Result of maximum magnitudes calculated using the USLE coefficients (Parvez et al., 2014) for earthquakes expected (a) in Republic of Dagestan over 15 years with 90% probability and (b) in arbitrarily set zone (black contour) over 10 years with 50% probability.

Figure 10 shows the calculation on a uniform geographical grid of the maximum magnitudes of earthquakes expected to occur with a set probability for the set time interval. Calculation is carried out on the basis of the values of USLE coefficients A, B, and C, the magnitude–frequency dependence of earthquakes is constructed for a set region, and then, based on this dependence, the expected maximum magnitude of an earthquake that can occur with the set probability for the set time interval is calculated. Depending on the specifications of the query, the result can be either displayed as a single number for the entire region or visualized as a map with values indicated in uniform grid nodes (see Fig. 10 proper). A cell for which maximum magnitude was not calculated but where seismicity was recorded (most likely, a weak one), a maximum value of 4 was set. Problems with calculation may be for different reasons, e.g., weak seismicity or lack of initial data for estimating the USLE coefficients.

4 DISCUSSION

The unified GIS environment integrates the most complete information on both initial data and their processing results, which in turn makes it possible to assess multicriterion seismic hazard in seismically active Russian areas and adjacent regions. At present, the developed GIS and underlying DB are available for the Caucasus–Crimea region. This environment includes the results of both conventional and alternative approaches to seismic hazard assessment. The GIS-integrated tools for geodata analysis and query construction allow a user to perform seismic hazard assessment based on different criteria in desired regions. Thus, a user performs his own independent system analysis of the data from different pattern recognition methods and formulates the final result taking into consideration specific demands. The functionality of the developed GIS provides broad opportunities for analyzing and interpreting the obtained data. In particular, the calculation results can be geometrically fitted in order to provide a comprehensive seismic hazard assessment, which in turn allows comprehensive system research of seismically active regions to be conducted and multifactor risks to be assessed.
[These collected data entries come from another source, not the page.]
PR #3232, opened 2020-07-16
DRAFT: imgdata2hdf5, tool to convert raw img data to hdf5

jinevening:
On going draft to land imgdata2hdf5

ONE-DCO-1.0-Signed-off-by: Hyukjin Jeong <hj1.jeong@samsung.com>

---
Related to #3213

Issue #3213, opened 2020-07-16
[imgdata2hdf5] Python script to convert raw image data to hdf5


jinevening:
The input dataset for the argument of `record-minmax` has the form of hdf5. Users may have difficulty in making hdf5 file, so we will provide `imgdata2hdf5.py`, a Python script that converts raw data to hdf5 (only for image data for now)

![image](https://user-images.githubusercontent.com/5449554/87745755-b985f600-c829-11ea-82c0-a16e9fb133d8.png)

Input of `imgdata2hdf5.py` : data list (text file)
Output of `imgdata2hdf5.py` : hdf5 file which can be used by `record-minmax`

jinevening:
## Example
```
python imgdata2hdf5.py \
> --input_path=tmp/imgdata/data
> --data_list=tmp/imgdata/datalist.txt
> --output_path=tmp/imgdata/imgdata.hdf5
```

## Arguments
```
  -h, --help            Show this help message and exit
  -i INPUT_PATH, --input_path INPUT_PATH
                        Path to the directory where the raw image data files are saved.
  -l DATA_LIST, --data_list DATA_LIST
                        Path to the text file which lists the raw image data files to be converted.
  -o OUTPUT_PATH, --output_path OUTPUT_PATH
                        Path to the output hdf5 file.
```

seanshpark:
Just curious. if we gather all the image files in the `input_path`, then `data_list` is needless.
if some files are tobe exluced then not all files are used so list is needed. is this the reason of `data_list` file existance?
or if `data_list` all items has absolute path then `input_path` maybe needless.

jinevening:
> if some files are tobe exluced then not all files are used so list is needed. is this the reason of data_list file existance?

Yes. data_list is for allowing users to exclude un-wanted files.

> just another thought, if data_list all items has absolute path then input_path maybe needless.

I agree with you.

> if there are hundreds or thousands images, preparing this data_list is a task.
I think not doing this task would help users...
or is there some simple way for this?

I agree that it can be a burden for some users. Using data_list is an idea from @lemma (AFAIK, SNPE quantization tool supports such an interface). @lemmaa what do you think of this issue?

lemmaa:
@jinevening , @seanshpark , shouldn't we support both `--input_path` and `--data_list`? 
Both have their own advantages. `--input_path` eliminates the inconvenience of list creation, and `--data_list` supports selective test set configuration without moving the target file. (You can mix and use data from multiple directories) 

[...]

PR #3250, opened 2020-07-17
[imgdata2hdf5] Tool to convert raw imgdata to hdf5

jinevening:
This adds imdata2hdf5, a tool to convert raw image data to hdf5

---
Related to #3213 Draft PR #3232

### DIFF
--- a/compiler/imgdata2hdf5/imgdata2hdf5.py
+++ b/compiler/imgdata2hdf5/imgdata2hdf5.py
@@ -45,7 +45,7 @@ with open(data_list, 'r') as f:
 # Input files
 num_converted = 0
 for imgdata in datalist:
-    with open(imgdata, 'r') as f:
+    with open(imgdata, 'rb') as f:
         sample = group.create_group(str(num_converted))
         num_converted += 1
         filename = os.path.basename(imgdata)
--- a/compiler/imgdata2hdf5/imgdata2hdf5.py
+++ b/compiler/imgdata2hdf5/imgdata2hdf5.py
@@ -27,12 +27,19 @@ group = h5_file.create_group("value")
 # If this flag is set in the hdf5 file, record-minmax will skip type/shape check
 group.attrs['rawData'] = '1'
 
+if os.path.isfile(data_list) == False:
+    raise SystemExit("No such file. " + data_list)
+
 # Data list
 datalist = []
 with open(data_list, 'r') as f:
     lines = f.readlines()
     for line in lines:
-        datalist.append(line.rstrip())
+        filename = line.rstrip()
+        if os.path.isfile(filename):
+            datalist.append(filename)
+        else:
+            raise SystemExit("No such file. " + filename)
 
 # Input files
 num_converted = 0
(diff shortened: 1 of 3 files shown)


seanshpark:
as a random testing, I gave one text file as an item to list and got
```
  File "imgdata2hdf5.py", line 45, in <module>
    raw_data = bytearray(f.read())
TypeError: string argument without an encoding
```
and then one binary file as an item and got
```
  File "./imgdata2hdf5.py", line 45, in <module>
    raw_data = bytearray(f.read())
  File "/.../lib/python3.5/codecs.py", line 321, in decode
    (result, consumed) = self._buffer_decode(data, self.errors, final)
UnicodeDecodeError: 'utf-8' codec can't decode byte 0x89 in position 0: invalid start byte
```

compiler/imgdata2hdf5/imgdata2hdf5.py
```diff
@@ -0,0 +1,59 @@
...
+# Data list
+datalist = []
+with open(data_list, 'r') as f:
+    lines = f.readlines()
+    for line in lines:
+        filename = line.rstrip()
+        if os.path.isfile(filename):
+            datalist.append(filename)
+        else:
+            raise SystemExit("No such file. " + filename)
```
seanshpark, line 42: this will stop when there is an empty line or only with spaces that users can use as some delimiter

seanshpark:
Still i get
```
  File "./imgdata2hdf5.py", line 52, in <module>
    raw_data = bytearray(f.read())
TypeError: string argument without an encoding
``` 
with some dummy text file as an input file

seanshpark:
I used random text file as image file and a text list file with something like
```
/home/userid/some_random_textfile.txt

```
and an empty space at the bottom

jinevening:
@seanshpark Can you upload your input text file? So I can solve your problem

seanshpark:
> Can you upload your input text file? So I can solve your problem

Text file is random. you can use any file. You can event copy this text and use it as the input file.

compiler/imgdata2hdf5/imgdata2hdf5.py
jinevening: I changed the code to support skipping of empty lines

jinevening:
@seanshpark Sorry, I could not reproduce the below error

```
  File "./imgdata2hdf5.py", line 52, in <module>
    raw_data = bytearray(f.read())
TypeError: string argument without an encoding
```

I used random.txt, whose contents is

```
Text file is random. you can use any file. You can even copy this text and use it as the input file.
```

The output was 

```
No such file. Text file is random. you can use any file. You can even copy this text and use it as the input file
```

I also tried with data list file with 'random.txt', but it just ran well (and I think this is what we wanted).

Can you please upload your file? It can be easily attached in the comment.

seanshpark:
I used your `Text file is random. you can use any file. You can even copy this text and use it as the input file.` file and got same error.

I'm not good at python but `TypeError: string argument without an encoding` can be a hint.

seanshpark:
```
$ python --version
Python 3.5.2
```
and I'm running in TF2.3.0rc0 virtual environment

jinevening:
> $ python --version
Python 3.5.2

This was the reason. I used Python 2.7, which does not generate the error. I've fixed the problem, so now the error has gone in both Python 3.X and Python 2.7.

We emphasize that this system has been developed for the first time. It enables the most objective seismic hazard assessment, because it unifies different approaches to such assessment in the framework of a unified program environment. Other existing systems—e.g., the Global Seismic Hazard Assessment Program, GSHAP (Ulomov, 1999), maps of General Seismic Zoning of Russia (Ulomov, 2013; Ulomov and Bogdanov, 2013), maps representing detailed seismic zoning (DSZ), seismic microzoning (SMZ), and zones of possible earthquake sources (PES zones)—do not provide such a broad range of possible prediction methods and are mostly aimed at single-aspect consideration of the problem.

It is planned to expand the developed system to the other seismically active Russian regions and adjacent countries. In particular, its expansion to the Altai–Sayany–Baikal seismically active region, which was also studied within the mentioned project no. 15-17-30020, is ongoing. At the moment, desktop application of the system is available; further development is planned for a web-based version with a centralized database hosted on servers, so multiple user access will be available. The web-based version will use geoportal technology (see, e.g., (Krasnoperov et al., 2016; Soloviev et al., 2018)), which do not require any special client program to be installed by the user. Another planned enhancement is a voice-operated interface for the system and introduction of AI elements for automated responses to user queries.